◆ PROBLEM DESCRIPTION ◆
Of the entries below, restate word for word only the section that runs from the line with "--- a/config/canonical.json" to the line with "What's with the", counting both ends.

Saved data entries
PR #2212, opened 2018-12-18
Improve data on United Petroleum

davidhicks:
Adds alternative match.
Adds brand Wikidata item.
Adds brand Wikipedia item.


maxerickson:
Thanks!

Try to remember to run `npm run build` before committing, to cut down on formatting changes and the like.

PR #2213, opened 2018-12-18
Add data for various brands

kreed:


bhousel:
Thank you @kreed , looks good 👍

PR #2232, opened 2018-12-31
add australian brands

andrewharvey:


andrewharvey:
Sorry I tried to follow https://github.com/osmlab/name-suggestion-index/blob/master/CONTRIBUTING.md but I found it a bit confusing on how to add new entries, so if it needs changes, please let me know so I can fix that up here, and in the CONTRIBUTING guide.

SilentSpike:
I also found the contributing guidelines pretty confusing when first adding a new entry and ended up looking at `schema/canonical` to suss some things out.

The only thing you're likely missing is the `"nocount"` key. Did `npm run build` have a message about "uncommon name" at the bottom of its output? The guidelines mention it in context of changing a commonly used tag combination to a more accurate one, but I *believe* it also applies to new entries since they don't appear often enough (yet) to be counted in the process of updating `allNames.json`

This addition otherwise looks good to me 👍

Adamant36:
@SilentSpike, I don't know about nocount. Did you look into the usage on taginfo? There's 83 usage of kathmandu by itself and like 17 pages of names that contain kathmandu in them. So it might be worth doing more research on the actual usage numbers. Or is it something auto generated by the script once the entry is created? 

Also, it might be worth adding the country codes. Since according to Wikipedia the company is confined to New Zealand, Australia and the United Kingdom.

SilentSpike:
@Adamant36 See this query: http://overpass-turbo.eu/s/ES5

Only 44 instances of this tag combination currently. Need 50 to be picked up in `allNames.json`. So `nocount` is necessary to suppress the warning because we know this data is correct (basically all new entries will need this tag).

As I understand it, the `count` tag is sourced by the code which updates `allNames.json` and added by `npm run build`. I haven't looked into the code yet, but it should probably also check for entries with `nocount` to see if they have 50+ yet and remove the tag once applicable (if it isn't already doing so).

Adamant36:
Oh cool. Thanks for the information. It makes sense there would be a certain threshold for it to be included.

config/canonical.json
```diff
@@ -23620,6 +23620,16 @@
       "shop": "department_store"
     }
   },
+  "shop/department_store|Kmart": {
```
bhousel: Oh another one of these!.. I'll have to disambiguate between the two KMarts.

bhousel:
Looks good, thanks @andrewharvey ! 
I'll sort out KMart in a following commit.

PR #2234, opened 2018-12-31
United Dairy Farmers

1ec5:
A United Dairy Farmers store isn’t just a convenience store: it’s also an ice cream parlor, and neither is subordinate to the other in terms of prominence. A UDF store location is always mapped as a single POI. At a typical location, the ice cream parlor isn’t well separated from the rest of the convenience store: you order ice cream and pay for groceries at the same counter, though seating is in a separate room at some locations.

Added an entry for UDF gas stations, which are mapped as separate POIs. Both entries now have a `short_name` tag and more search terms.

### DIFF
--- a/config/canonical.json
+++ b/config/canonical.json
@@ -10994,6 +10994,25 @@
       "name": "Turmöl"
     }
   },
+  "amenity/fuel|UDF Fuel": {
+    "match": [
+      "amenity/fuel|UDF",
+      "amenity/fuel|UDF Fuels",
+      "amenity/fuel|United Dairy Farmers"
+    ],
+    "nocount": true,
+    "nomatch": [
+      "shop/convenience|United Dairy Farmers"
+    ],
+    "tags": {
+      "amenity": "fuel",
+      "brand": "United Dairy Farmers",
+      "brand:wikidata": "Q7887677",
+      "brand:wikipedia": "en:United Dairy Farmers",
+      "name": "UDF Fuel",
+      "short_name": "UDF"
+    }
+  },
   "amenity/fuel|Ultramar": {
     "count": 631,
     "nomatch": ["shop/convenience|Ultramar"],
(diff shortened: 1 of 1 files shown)


Adamant36:
What's with the short name thing? Seems like its the only time its used in the database. I'm wondering what the advantage of that over just going with a match exception is. There seems to be an infinite number of alternative name tags to the main one. Maybe some shouldn't be used (I'm not saying short_name shouldn't be. Its just something I've been thinking about and this gives me an opportunity to bring it up).

1ec5:
I think this happens to be a strong case for `short_name`. Typically, “United Dairy Farmers” wordmarks appear on the interior and exterior of the convenience store, while “UDF” wordmarks appear on the gas station canopy and wrapped around their ice cream cones. People are likely to search Nominatim for either name.

Currently, [69 features](http://overpass-turbo.eu/s/EYN) are tagged with both `name` and `short_name`, compared to [48](http://overpass-turbo.eu/s/EYO) tagged with only `name=United Dairy Farmers` and [10](http://overpass-turbo.eu/s/EYP) tagged with only `name=UDF`.

Adamant36:
Hhhhmmm, OK. Makes sense. At some point we should collect the possible name alternatives, along with their pros and cons, and put them in the contributing document or something. It seems like there's a lot of tags we could go with. So it would be nice to have a guide out there somewhere for new contributors to look at if need be. 

Is there somewhere that lists what specific tags Nominatim supports? I always assumed it was just name=* and addresses (or tags related to things like admin boundaries).

bhousel:
> This project’s taginfo project file was added after I opened this PR, so I’ve added `short_name` to the file in [d441d2d](https://github.com/osmlab/name-suggestion-index/commit/d441d2dc24a82b97e7b7bd4b1e78f90c7f40117d).

Thanks!  FYI `taginfo.json` will also regenerate if you do `npm run dist`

◆ COMPLETED TASK ◆
--- a/config/canonical.json
+++ b/config/canonical.json
@@ -10994,6 +10994,25 @@
       "name": "Turmöl"
     }
   },
+  "amenity/fuel|UDF Fuel": {
+    "match": [
+      "amenity/fuel|UDF",
+      "amenity/fuel|UDF Fuels",
+      "amenity/fuel|United Dairy Farmers"
+    ],
+    "nocount": true,
+    "nomatch": [
+      "shop/convenience|United Dairy Farmers"
+    ],
+    "tags": {
+      "amenity": "fuel",
+      "brand": "United Dairy Farmers",
+      "brand:wikidata": "Q7887677",
+      "brand:wikipedia": "en:United Dairy Farmers",
+      "name": "UDF Fuel",
+      "short_name": "UDF"
+    }
+  },
   "amenity/fuel|Ultramar": {
     "count": 631,
     "nomatch": ["shop/convenience|Ultramar"],
(diff shortened: 1 of 1 files shown)


Adamant36:
What's with the short name thing? Seems like its the only time its used in the database. I'm wondering what the advantage of that over just going with a match exception is. There seems to be an infinite number of alternative name tags to the main one. Maybe some shouldn't be used (I'm not saying short_name shouldn't be. Its just something I've been thinking about and this gives me an opportunity to bring it up).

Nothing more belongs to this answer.